▶ [Exercise aim]: Your job is to report every line of the entries that has "self".

▶ [Record set]:

○ ○ ○

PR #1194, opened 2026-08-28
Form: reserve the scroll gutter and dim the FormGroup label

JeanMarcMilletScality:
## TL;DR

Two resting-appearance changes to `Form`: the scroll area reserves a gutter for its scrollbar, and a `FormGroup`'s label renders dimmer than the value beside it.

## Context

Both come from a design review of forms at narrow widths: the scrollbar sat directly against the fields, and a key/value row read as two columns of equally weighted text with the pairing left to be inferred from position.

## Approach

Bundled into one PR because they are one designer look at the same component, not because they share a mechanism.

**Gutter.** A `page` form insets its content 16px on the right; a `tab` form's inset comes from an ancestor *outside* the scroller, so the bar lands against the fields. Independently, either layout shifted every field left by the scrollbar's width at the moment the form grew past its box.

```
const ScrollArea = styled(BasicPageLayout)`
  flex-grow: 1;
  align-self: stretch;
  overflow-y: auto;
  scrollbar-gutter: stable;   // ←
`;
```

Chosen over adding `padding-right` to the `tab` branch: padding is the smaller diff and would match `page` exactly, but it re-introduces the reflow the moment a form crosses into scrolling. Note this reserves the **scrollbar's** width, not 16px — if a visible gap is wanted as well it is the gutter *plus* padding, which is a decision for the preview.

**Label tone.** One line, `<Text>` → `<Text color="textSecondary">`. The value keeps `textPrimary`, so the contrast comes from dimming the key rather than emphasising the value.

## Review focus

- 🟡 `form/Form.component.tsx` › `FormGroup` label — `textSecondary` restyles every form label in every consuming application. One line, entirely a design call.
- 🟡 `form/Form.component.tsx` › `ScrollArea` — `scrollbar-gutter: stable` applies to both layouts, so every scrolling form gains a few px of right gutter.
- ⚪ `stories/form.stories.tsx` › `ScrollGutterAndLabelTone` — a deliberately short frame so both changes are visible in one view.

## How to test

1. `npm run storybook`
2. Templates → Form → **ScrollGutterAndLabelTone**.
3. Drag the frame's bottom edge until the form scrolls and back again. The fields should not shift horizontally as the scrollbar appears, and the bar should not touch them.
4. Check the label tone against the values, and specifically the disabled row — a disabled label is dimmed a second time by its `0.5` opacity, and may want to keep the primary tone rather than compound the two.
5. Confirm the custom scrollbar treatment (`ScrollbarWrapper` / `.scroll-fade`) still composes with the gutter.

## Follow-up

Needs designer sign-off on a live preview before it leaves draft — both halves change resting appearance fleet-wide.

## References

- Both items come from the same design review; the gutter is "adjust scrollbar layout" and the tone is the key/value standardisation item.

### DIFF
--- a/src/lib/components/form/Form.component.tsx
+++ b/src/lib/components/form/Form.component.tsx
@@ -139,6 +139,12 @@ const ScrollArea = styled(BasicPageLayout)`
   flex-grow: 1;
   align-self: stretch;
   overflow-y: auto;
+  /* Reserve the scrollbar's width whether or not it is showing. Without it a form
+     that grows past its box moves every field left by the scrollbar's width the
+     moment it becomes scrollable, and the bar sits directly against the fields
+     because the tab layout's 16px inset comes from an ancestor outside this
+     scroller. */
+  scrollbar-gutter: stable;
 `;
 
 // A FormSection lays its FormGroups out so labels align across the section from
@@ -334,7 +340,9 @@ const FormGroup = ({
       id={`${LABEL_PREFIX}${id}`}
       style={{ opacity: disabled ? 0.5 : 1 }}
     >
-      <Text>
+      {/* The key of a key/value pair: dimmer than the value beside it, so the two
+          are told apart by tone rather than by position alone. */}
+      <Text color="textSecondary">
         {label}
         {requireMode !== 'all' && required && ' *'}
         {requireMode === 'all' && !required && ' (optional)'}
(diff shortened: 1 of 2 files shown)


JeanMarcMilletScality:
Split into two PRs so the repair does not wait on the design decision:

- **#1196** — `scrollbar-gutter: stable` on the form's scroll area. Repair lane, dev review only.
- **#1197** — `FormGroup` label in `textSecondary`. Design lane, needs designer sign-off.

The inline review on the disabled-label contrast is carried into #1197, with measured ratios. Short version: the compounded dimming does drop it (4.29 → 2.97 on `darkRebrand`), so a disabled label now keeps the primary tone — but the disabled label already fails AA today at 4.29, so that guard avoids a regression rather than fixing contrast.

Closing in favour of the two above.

○ ○ ○

▶ [Solution to this task]:
  align-self: stretch;
   align-self: stretch;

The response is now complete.